So as every eye in the restaurant turns upon my son, he then begins a lively discussion about how he always has to use the facilities after he eats Asian food..

Now my other son whose affectionately known as being "strong like bull, smart like tractor" says...as everybody is eyeballing us..

"you are so stupid, that's a rabbit, not a hare."

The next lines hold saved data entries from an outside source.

PR #527, opened 2018-08-13
upgrade electrode-csrf-jwt

sadafie:


sadafie:
> feel free to SV updates that are just version bumps :)

Yep! @jaclynj and I both wanted to do one more round of testing to makes sure the changes worked as expected, and they do!

Issue #75, opened 2026-07-21
[Feature]: First-class GitLab integration (connect, push-to-deploy, MR previews)


ThomasRbn:
## Summary

Add first-class GitLab support alongside the existing GitHub integration - connect an account or self-hosted instance, browse groups/projects/branches, bind a project, clone, and auto-deploy on push - wired the same way users already know from GitHub.

Roadmap intent: repositories, branches, merge-request preview environments, and push-to-deploy.

This proposal intentionally keeps the existing deploy architecture unchanged:

```text
Git provider → webhook / poll → Openship API → clone → build → deploy runtime
```

GitHub remains fully supported. GitLab becomes a peer source provider, not a replacement.

This is not a proposal to:

- Remove or replace the GitHub module.
- Sync GitLab issues or full merge-request timelines into Openship.
- Require extracting a shared `GitProvider` abstraction before shipping v1.
- Bundle Bitbucket in the same change.
- Change the deploy / build / runtime pipeline for existing GitHub projects.
- Mirror repositories into Openship storage.

The only functional change is which Git host a project can connect to and deploy from.

## Why this is possible

Openship already reserves GitLab in the project source model:

```ts
// packages/core/src/project-source.ts
export const SOURCE_PROVIDERS = [
  "github",
  "gitlab",
  "bitbucket",
  "local",
  "upload",
  "release",
] as const;
```

The `project.gitProvider` column and `git_installation.provider` column already accept provider discriminators. Installation tracking is not GitHub-exclusive at the schema level:

```text
packages/db/src/schema/github.ts   → git_installation.provider (default "github")
packages/db/src/schema/project.ts  → gitProvider / gitOwner / gitRepo / gitBranch / …
```

What is missing is the GitLab auth, API, webhook, clone, and dashboard surfaces. GitHub today lives entirely under:

```text
apps/api/src/modules/github/
```

GitLab can ship as a peer module with the same product surface, without rewriting GitHub.

## Current Openship behavior

GitHub integration covers:

1. **Connect** - GitHub App, Better Auth OAuth, local `gh` CLI, PAT, per-server auth.
2. **Browse** - live repository / branch listing (not a mirrored repos table).
3. **Bind** - project fields: `gitProvider`, `gitOwner`, `gitRepo`, `gitBranch`, `gitUrl`, `installationId`, webhook fields.
4. **Deploy** - clone credentials via `clone-auth.ts` / token dispatcher.
[...]

PR #386, opened 2026-08-01
refactor:vcs strategy refactor

### LINKED ISSUE #379: Help Wanted: Replace GitHub-Only Integration with Multi-Git Provider Support
Hello guys! I know this is a pretty big surgery, but right now OpenShip only supports GitHub. Before the LTS release, supporting self-hosted Git and GitLab will be mandatory

This requires a proper abstraction layer and a major refactor across the codebase. If anyone is interested in taking this on, it would be amazing. I'm currently focused on fixing bugs and improving the platform's stability, so I don't have the bandwidth to work on it myself.

mohamedadel96e:
## Motivation & Context
Currently, the codebase is tightly coupled to GitHub as the sole source code provider, primarily through direct dependencies on `github.service.ts` across deployment and project modules. As we aim to support additional providers (such as GitLab and Self-Hosted options), this hard dependency creates friction and scaling challenges.

This PR resolves this technical debt by introducing a provider-agnostic Version Control System (VCS) abstraction layer using the Strategy pattern. This allows the core application to interact with git repositories purely through interfaces, decoupling it from any specific provider implementation while maintaining full backwards compatibility for existing GitHub projects.

## Related issue

Closes #379 

### 1. Strategy Pattern Abstraction
- Introduced a `VcsProviderStrategy` interface that defines the contract for all repository operations (e.g., getting branches, commits, fetching files, resolving webhooks).
- Implemented `VcsStrategyFactory` which serves as the central resolver, dynamically returning the correct implementation (e.g., `github`, `gitlab`) based on the project's configured `gitProvider`.

### 2. Generic API Endpoints (`/api/vcs/:provider`)
- Extracted generic repository endpoints out of `github.routes.ts` into a dedicated set of generic `vcs.routes.ts` and `vcs.controller.ts`.
- The dashboard frontend (`apps/dashboard/src/lib/api/`) has been migrated to consume the new `/api/vcs/github/` routes, removing hardcoded assumptions about GitHub from the client-side API layer.

### 3. Core Modules Migration
Refactored the core domain modules to rely entirely on `VcsStrategyFactory`:
- **Deployments:** `build-pipeline.ts`, `preflight.ts`, and `prepare.service.ts` now resolve the appropriate strategy using `project.gitProvider` before executing git operations.
- **Projects:** `project-crud.service.ts` and `project.controller.ts` dynamically handle project creation, repo linking, and tear-downs using the generic VCS interface.
- **Webhooks:** `vcs.webhook.processor.ts` now accepts a generic `VcsPushPayload` and dynamically handles incoming push events regardless of the origin.

### 4. Database Schema Alignment
- Adapted schema typing to account for abstract provider configurations (`gitProvider`, etc.) to ensure long-term flexibility without losing any existing GitHub data.

## Verification & Testing
To guarantee strict backwards compatibility and ensure no regressions were introduced, the following checks were performed locally:

- **Strict Diffing:** Formatting drift (`prettier` output on unmodified lines) was manually scrubbed from the diff to ensure strict compliance with the contributing guidelines. Only logical changes are included in this PR.
- **Type Checking:** Ran `bun run tsc --noEmit` locally on the modified packages (`apps/api`, `apps/dashboard`, `packages/db`). All packages compile perfectly with zero TypeScript errors.
- **Unit & Integration Tests:** Executed the root `bun run test` suite across all workspaces. All 1,877 tests passed flawlessly.
- **Production Build:** Ran the root `bun run build` command, successfully compiling the optimized assets and static routes for both the API and the Dashboard without issue.

## Screenshots
image

these changes don't fully close the issue if we want to support another git provider right now, we should implement each strategy.


Hydralerne:
huge, gonna review

mohamedadel96e:
@Hydralerne, this is ready for another look. It changed quite a bit since your “huge, gonna review” comment, so rather than making you go through the entire diff again, here’s a summary of what changed.

## Rebase and cleanup

The branch was **217 commits behind `main`**, so I rebased it onto the current base.

Before rebasing, I squashed the two original commits because the second one completely reverted the first one's changes in:

* `build-pipeline.ts`
* `preflight.ts`
* `prepare.service.ts`
* `github.service.ts`

Replaying both separately would have meant resolving conflicts in code that ultimately gets discarded anyway.

For every conflicted file, I started from `main` and reapplied only the actual semantic changes. As a result, there are now **no whitespace-only hunks against `main`**.

## Four regressions fixed

I also found and fixed four regressions that could have affected existing GitHub users. They were all missed by TypeScript because values were being passed through the adapter using `as any` / `as unknown as`, so the previous version still type-checked and passed its tests.

### 1. Webhook ID was never persisted

`registerWebhook` returned GitHub's `{ hookId }`, cast as `VcsWebhook`, while `ensureSharedWebhook` reads `.id`.

That meant the guard always failed, `syncSharedWebhookId` never ran, and `project.webhookId` was never persisted. As a result, repo webhook auto-deploy could silently stop being wired up.

The existing test had also been changed to return `{ id }`, which masked the issue.

This is now fixed and covered by a regression test.

### 2. Directory listing was routed through file-content logic

`listFiles` was going through `getFileContent`, which base64-decodes `data.content`.

That works for files, but GitHub returns an array for directories, so the directory-listing endpoint could no longer list directories correctly.

This now has a dedicated test.

### 3. Tree entry types did not match the controller

`getTree` passed `"file"` / `"dir"` entries through a type declaring `"blob"` / `"tree"` / `"commit"`.

The controller checks:

```ts
entry.type === "tree"
```

So that condition was never true, causing directories to be interpreted as files.

The mapping is now corrected and covered by a test.

### 4. Check runs lost their Details link

`detailsUrl` had been commented out on both check-run paths, while `service-checks.ts` still passed it.

As a result, check runs lost their Details link.

Both paths are restored and pinned by tests.

## Removed duplicated and dead code

I removed a few things rather than keeping them around.

### `vcs.webhook.processor.ts`

This was effectively a verbatim copy of `webhook-push.ts`, leaving the original orphaned with zero importers.

That was risky because `webhook-push.ts` contains logic such as the cross-tenant fan-out guard. Any future fix made there could merge cleanly while having no effect on the code that actually runs.

There is now a single path instead of two copies.

### `github.routes.ts`

The route was rebinding `c.req.param` on the live Hono request just to inject a parameter that was not actually part of the route path.

Handlers now receive the provider explicitly instead.

### `github.controller.ts`

I also removed roughly **360 lines of unrouted handlers** that were no longer part of the active flow.

## The VCS seam is now real

Previously, the abstraction was mostly nominal.

For example:

```ts
export type VcsPushPayload = GitHubPushPayload
```

That means a future GitLab strategy would still be required to produce GitHub-shaped data.

The VCS types are now provider-neutral rather than aliases for GitHub types.

I also changed the factory behavior. Unknown providers previously fell back to GitHub. It now throws explicitly, following the existing `UnknownDnsProviderError` pattern.

The GitLab and self-hosted stubs remain registered, but their methods now throw instead of returning plausible fake values.

One important example was `compareCommits`, which returned:

```ts
{ files: [] }
```

instead of `null`.

That could bypass this logic in `smart-route.ts`:

```ts
if (!compare) {
  resolvedForceAll = true
}
```

and potentially skip services that had actually changed.

## Scope was intentionally kept limited

`TODO.md` describes the broader follow-up work, including:

* Generalizing `GitHubSource` to `GitSource`
* Moving provider dispatch into `resolveBuildGitToken` / `tokenFor`

I deliberately did **not** include those changes here. The goal of this PR is to establish the seam without turning it into a much larger refactor.

I also left these untouched:

* Making `gitProvider` a checked union
* Using `gitUrl` as the clone source of truth
* The `clone-plan.ts` `repoIsGithub` bug caused by `!!gitOwner`
* `projectGitUrl()` hardcoding `github.com`

Several of those overlap with @Farahat612's groundwork from #75. I'm happy to rebase on top of that if you'd prefer those changes to land first, or fold them into this PR if that makes more sense.

## UI was intentionally unchanged

I did not rename **“Connect GitHub”** to **“Connect Version Control”**.

GitHub is still the only supported provider, and changing the copy now would increase the missing-translation baseline across all 7 locales without providing a user-facing benefit yet.

## Local verification

CI has not reported on this PR yet. I suspect the fork workflows need approval to run.

Everything is green locally:

```text
bun run --cwd apps/api lint
✓ clean

bun run --cwd packages/core lint
✓ clean

bun run --cwd packages/db lint
✓ clean

bun run --cwd packages/core test
✓ 53 files, 913 passed

bun run --cwd apps/api test
✓ 428 files, 5241 passed / 3 skipped
```

The PR is currently split into **five independent commits**, and each one is green on its own. If reviewing the full PR is still too much in one go, I'm also happy to split it into smaller PRs.

Hydralerne:
checking this

Farahat612:
Sorry for the slow reply. Fold them into #386. My groundwork was never opened as a PR, and
yours is the one in review, so it shouldn't wait on mine.

If it's useful as reference, the branches are on my fork:
[refactor/git-provider-checked-union](https://github.com/Farahat612/openship/tree/refactor/git-provider-checked-union),
with [refactor/persist-project-remote](https://github.com/Farahat612/openship/tree/refactor/persist-project-remote)
stacked on it. They predate the platform refactor, so treat them as notes, not a base.

The piece most worth carrying over is still live on main: `repoIsGithub` is derived from
owner presence rather than the provider column (`!!project.gitOwner` in
`build-pipeline.ts:911`, `!!opts?.gitOwner` in `preflight.ts:1578`), so a GitLab row with an
owner would take the GitHub tarball fast path.

PR #413, opened 2026-08-03
fix(adapters): detect untagged database images in backup autodetection

shuvamk:
## Summary

Backup auto-detection required a tag on the service image, so `image: postgres` took a crash-consistent volume tar instead of `pg_dump`. All four database producers now accept the untagged spelling.

## Motivation

`image: postgres` with no tag is valid compose and is stored verbatim on the service row, but every producer gated on a colon after the image name. Measured through `autoDetectProducer` with the real registry:

| service image | main | this branch |
| --- | --- | --- |
| `postgres:16` | pg_dump | pg_dump |
| `postgres` | **volume** | pg_dump |

Same mechanism, same result for `mysql`, `mariadb`, `mongo`, `redis`, `postgis/postgis` and `percona/percona-server(-mongodb)`: tagged detects, untagged falls through.

A tar of a live PGDATA is crash-consistent, not app-consistent — not the backup the policy asked for, and nothing reports the downgrade. The policy editor already renders "Detected PostgreSQL — Auto backs it up with pg_dump" for `image: postgres` while the run tars the volume, and it offers only auto / volume / custom_command, so there is no way to ask for the dump.

## Related issue

None.

## Changes

- `producers/{pg-dump,mysql-dump,mongo,redis}.ts` — each image regex gains `$` as an alternative terminator to `:`. Each `Detection:` header line is updated to the regex it describes.
- `producers/detect.test.ts` — new.

`/` is deliberately **not** added to the postgres, mysql and mongo patterns: that would admit the whole `<db>/<repo>` namespace, and `mysql/mysql-router` is a proxy with no data and no `mysqldump` binary whose documented compose env carries `MYSQL_PASSWORD` — it would satisfy the credential guard, fail the dump, and turn a green zero-artifact run red. Redis keeps the `/` it already had, which `redis/redis-stack` relies on.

Regardless... the rabbit does look like he has some bowel issues...


----------



## bengal77 (Apr 2, 2010)

ROFL. I seriously laughed for a full minute over here. Smart kids!


----------



## Nela (Apr 2, 2010)

Omg Lol!


----------



## slavetoabunny (Apr 2, 2010)

I probably would have moved to another table and claimed not to know him, lol! That's too funny.


----------



## TinysMom (Apr 2, 2010)

:roflmao:

Thank God I finished swallowing and put my cup down before I read this..


----------



## nicolevins (Apr 2, 2010)

:rofl::highfive:


----------



## Nancy McClelland (Apr 2, 2010)

:roflmao:


----------



## Mrs. PBJ (Apr 2, 2010)

As I am reading your text I am reading this.

Kat 

LOL My ash off


----------



## Brandy456 (Apr 8, 2010)

HAHAH
I did notice it looked like his bum was on fire, but nice to know why  haha


----------



## lovelops (Jan 14, 2014)

I read this and bust out laughing at the comments... that is just tooo funny!

Vanessa


----------



## Sindri27 (Jan 19, 2014)

That is pretty funny.


----------



## Magick_mogwai (Jan 24, 2014)

I just *had* to share that with my house mate. Lols. Trust your sons to embarrass you, it's what the parent child relationship is all about after all.:happyrabbit:


----------